Every line of the data is to be transcribed as it stands.

(Stored data entries)

* * * * *

PR #1517, opened 2016-06-02
sort input validation

kwmsmith:


blaze/expr/collections.py
```diff
@@ -100,10 +100,32 @@ def sort(child, key=None, ascending=True):
     ascending : bool, optional
         Determines order of the sort
     """
+    if ascending not in (True, False):
```
llllllllll: why are we not just calling bool on the object?

blaze/expr/collections.py
```diff
@@ -100,10 +100,32 @@ def sort(child, key=None, ascending=True):
...
+        msg = "ascending must be True or False, given {}"
+        raise ValueError(msg.format(ascending))
     if not isrecord(child.dshape.measure):
-        key = None
+        if key is None or isinstance(key, _strtypes):
+            # Handle this case separately.
+            return Sort(child, None, ascending)
```
llllllllll: why is the key None here?

kwmsmith: When the datashape is array-like and `.sort()` is called with a string value for `key`, I've found no straightforward way to validate that the string is the name of the column being sorted.  We can pass in `key` here instead of `None`, but `Sort()` doesn't do any validation here either.

For example:

```python
In [5]: t
Out[5]: <`t` symbol; dshape='var * {name: string}'>

In [6]: t.name.dshape
Out[6]: dshape("var * string")  # not a record dshape, no `name` column.

In [7]: t.name.sort('name')
Out[7]: t.name.sort(None, ascending=True)

In [8]: t.name.sort()
Out[8]: t.name.sort(None, ascending=True)

In [9]: t.name.sort('foobar')
Out[9]: t.name.sort(None, ascending=True)
```

blaze/expr/collections.py
kwmsmith: To guard against calls like:

```
t.sort('a', 'b')
```

When the user should have done

```
t.sort(['a', 'b'])
```

blaze/expr/collections.py
llllllllll: if it is not a record should we just raise if we sort with a key, like, `TypeError('Cannot sort a non-record by a column name')`?

blaze/expr/collections.py
llllllllll: Ah, this is really helpful, I have tried to do that in the past. Can you just put a small comment in the source here that explains why we are doing this so I remember in the future?

blaze/expr/collections.py
kwmsmith: I thought of doing that and I see your case.  What made me go this route was the many spots in the testsuite where we sort like:

```
t.name.sort('name')
```

And if that now gives an exception like the above, I can imagine it would be surprising to users.  I'm undecided here.  Ideally we'd be able to extract the column name from `child` and compare to `key` and validate, but that seems like it would require a lot of work with expression dshapes, and would probably break other code that depends on `t.name` being non-record dshape.  Thoughts?

llllllllll: The code you showed is sort of ambigious with a dshape like: `var * {name: var * {name: A}}`. Do you know if there is any code in the wild that does this with `sort`?

Side note, it looks like `pd.Series.sort` just ignores the first argument (though it is named 'axis'.

kwmsmith: >  Do you know if there is any code in the wild that does this with sort?

I've not come across any, no.

> it looks like pd.Series.sort just ignores the first argument

It's raising `ValueError` for me, pandas version `0.18.0`.

I updated the docstring to describe the single-column semantics.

* * * * *

▸ Task answer:
PR #1517, opened 2016-06-02
sort input validation

kwmsmith:


blaze/expr/collections.py
```diff
@@ -100,10 +100,32 @@ def sort(child, key=None, ascending=True):
     ascending : bool, optional
         Determines order of the sort
     """
+    if ascending not in (True, False):
```
llllllllll: why are we not just calling bool on the object?

blaze/expr/collections.py
```diff
@@ -100,10 +100,32 @@ def sort(child, key=None, ascending=True):
...
+        msg = "ascending must be True or False, given {}"
+        raise ValueError(msg.format(ascending))
     if not isrecord(child.dshape.measure):
-        key = None
+        if key is None or isinstance(key, _strtypes):
+            # Handle this case separately.
+            return Sort(child, None, ascending)
```
llllllllll: why is the key None here?

kwmsmith: When the datashape is array-like and `.sort()` is called with a string value for `key`, I've found no straightforward way to validate that the string is the name of the column being sorted.  We can pass in `key` here instead of `None`, but `Sort()` doesn't do any validation here either.

For example:

```python
In [5]: t
Out[5]: <`t` symbol; dshape='var * {name: string}'>

In [6]: t.name.dshape
Out[6]: dshape("var * string")  # not a record dshape, no `name` column.

In [7]: t.name.sort('name')
Out[7]: t.name.sort(None, ascending=True)

In [8]: t.name.sort()
Out[8]: t.name.sort(None, ascending=True)

In [9]: t.name.sort('foobar')
Out[9]: t.name.sort(None, ascending=True)
```

blaze/expr/collections.py
kwmsmith: To guard against calls like:

```
t.sort('a', 'b')
```

When the user should have done

```
t.sort(['a', 'b'])
```

blaze/expr/collections.py
llllllllll: if it is not a record should we just raise if we sort with a key, like, `TypeError('Cannot sort a non-record by a column name')`?

blaze/expr/collections.py
llllllllll: Ah, this is really helpful, I have tried to do that in the past. Can you just put a small comment in the source here that explains why we are doing this so I remember in the future?

blaze/expr/collections.py
kwmsmith: I thought of doing that and I see your case.  What made me go this route was the many spots in the testsuite where we sort like:

```
t.name.sort('name')
```

And if that now gives an exception like the above, I can imagine it would be surprising to users.  I'm undecided here.  Ideally we'd be able to extract the column name from `child` and compare to `key` and validate, but that seems like it would require a lot of work with expression dshapes, and would probably break other code that depends on `t.name` being non-record dshape.  Thoughts?

llllllllll: The code you showed is sort of ambigious with a dshape like: `var * {name: var * {name: A}}`. Do you know if there is any code in the wild that does this with `sort`?

Side note, it looks like `pd.Series.sort` just ignores the first argument (though it is named 'axis'.

kwmsmith: >  Do you know if there is any code in the wild that does this with sort?

I've not come across any, no.

> it looks like pd.Series.sort just ignores the first argument

It's raising `ValueError` for me, pandas version `0.18.0`.

I updated the docstring to describe the single-column semantics.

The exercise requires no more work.